Das das ganze durchgängig sein muss, schreibe ich auch in meinem vorherigen Beitrag, (jedenfalls indirekt)
allerdings hast du als AN im Normalfall mit den Punkten NSHV und UV nichts zu tun,
wohl aber mit der letzten Instanz, den Feinschutz.

Bei meinen Anlagen in der Industrie, habe ich NSHV und UV höchstens auf 100m Entfernung gesehen,
von daher keine Ahnung wie das da so gehandhabt wird.

Mfg
Manuel


----------



## Larry Laffer (29 Dezember 2008)

@MSB:
Wir wollen doch jetzt keinen "Glaubenskrieg" entfachen ...

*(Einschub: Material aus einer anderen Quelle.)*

PR #7771, opened 2025-08-19
add anchor theme object

britt6612:
#### What does this PR do?
Adds theme objects for the Anchor component.
anchor.js

yes
yes
backwards compatible

### DIFF
--- a/src/js/components/Anchor/StyledAnchor.js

Nach meinem Kenntnis-Stand sind heutzutage in den meißten "elektronischen" Geräten im Eingang Supressor-Dioden oder Varistoren verbaut. Ob in allen ... das weiß ich auch nicht ...

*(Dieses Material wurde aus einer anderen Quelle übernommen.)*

PR #7772, opened 2025-08-19
add layer theme object

britt6612:
#### What does this PR do?
Adds theme objects for the Layer component.
layer.js

yes
yes
backwards compatible

### DIFF
--- a/src/js/components/Layer/StyledLayer.js
+++ b/src/js/components/Layer/StyledLayer.js
@@ -777,7 +777,7 @@ const StyledContainer = styled.div.withConfig({
   ${(props) => (!props.modal ? baseStyle : '')}
   display: flex;
   flex-direction: column;
-  min-height: ${(props) => props.theme.global.size.xxsmall};
+  min-height: ${(props) => props.theme.layer.container.height};
   ${(props) =>
     !props.plain &&
     (props.background || props.theme.layer.background) &&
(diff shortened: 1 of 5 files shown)


src/js/components/Layer/StyledLayer.js
```diff
@@ -777,7 +777,7 @@ const StyledContainer = styled.div.withConfig({
   ${(props) => (!props.modal ? baseStyle : '')}
   display: flex;
   flex-direction: column;
-  min-height: ${(props) => props.theme.global.size.xxsmall};
+  min-height: ${(props) => props.theme.layer.container.height};
```
jcfilben: Might need to do something like this
`${(props) => props.heightProp && heightStyle(props.heightProp, props.theme)}`

src/js/themes/base.js
```diff
@@ -1317,6 +1317,7 @@ export const generate = (baseSpacing = 24, scale = 6) => {
       container: {
         // elevation: undefined,
         zIndex: '20',
+        height: 'xxsmall',
```
taysea: Should this be min-height right?
```suggestion
        height: { min: 'xxsmall' },
```

taysea: Oops didn't see the way the logic was implemented above. Wondering which makes more sense for a consumer?

britt6612: ah yes thats fine

britt6612: makes more sense

taysea (approved):

jcfilben (approved):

Bei Betriebsnetzten habe ich auch schon so alle mögliche gesehen. Schick sind hier solche Sachen wie : auf L1 eine Belastung von 200A, auf L2 eine Belastung von 20A und auf L3 dann irgend etwas dazwischen. Ich könnte mir schon vorstellen, dass der Themen-Ersteller auf so etwas gestossen ist.

Zum ÜSp-Schutz:
Die Kaskadierung von Grob-, Mittel- und Feinschutz muss passen. Entsprechend auch die Querschnitte der Erdung und selbstverständlich die Erd-Übergangswiderstände.
In jedem Fall ist es aber so, dass der Feinschutz ohne den korrekt eingebauten Mittelschutz volkommen sinnlos ist und gleiches gilt dann auch bei Mittelschutz ohne den passenden Grobschutz. Hierbei ist es sogar unerheblich, ob man das in einem Betrieb oder bei sich zu Hause macht.

Gruß
LL


----------



## Solaris (29 Dezember 2008)

Wieder muß ich Larry Recht geben. 

Aber wie sieht es jetzt mit der Eingangsfrage aus? Hat der Schrankhersteller einen Fehler gemacht? Ich klammere mal die eventuellen vertraglichen Sachen aus. Was muß zum Schutz in den Schrank? Wir bauen keine Anlagen, nur Maschinen, bei uns sind aber nur Automaten B und C verbaut, es gibt keinen Überspannungsschutz. Machen wir was falsch?


----------



## Larry Laffer (29 Dezember 2008)

Hier wäre die Eingangsfrage wieder :



wero schrieb:


> auf einer unserer Anlagen ist eine Steuerung abgebrannt. Die Netzqualität ist dort ziemlich mies, mit andauernten Spannungsschwanckungen.
> Die Firma beschuldigt mich jetzt, dass ich da kein USV Netzteil vor die SPS geschaltet habe, um die Spannungsspitzen zu rauszufiltern.


 
Hier könnte ich mir schon vorstellen, dass eine Netz-Schieflage der Verursacher war - das ist dann zwar auch Überspannung, aber dafür ist die TrabTech nicht zuständig. Eine USV aber wahrscheinlich auch nicht. Wenn hier meine Annahme korrekt sein sollte, dann wäre das tatsächlich ein Fall für einen Trenntrafo gewesen. 
Ob das jetzt ein Gewährleistungsfall ist oder nicht hängt sicherlich mit der Gestaltung des Pflichtenheftes zusammen.

@Solaris:
Ich habe auch schon ÜSp-Schutz in meine Schränke eingebaut - dann hat der Kunde das so haben sollen (und auch dafür bezahlt). Dann hat er aber auch das volle Programm bekommen (wie schon beschrieben).
Gibt es kein Pflichtenheft, dann gibt es ja vielleicht von euch eine Ausführungs-Beschreibung, die aussagt, was ihr so verbaut ...

Gruß
LL


----------



## Solaris (29 Dezember 2008)

Larry Laffer schrieb:


> Gibt es kein Pflichtenheft, dann gibt es ja vielleicht von euch eine Ausführungs-Beschreibung, die aussagt, was ihr so verbaut ...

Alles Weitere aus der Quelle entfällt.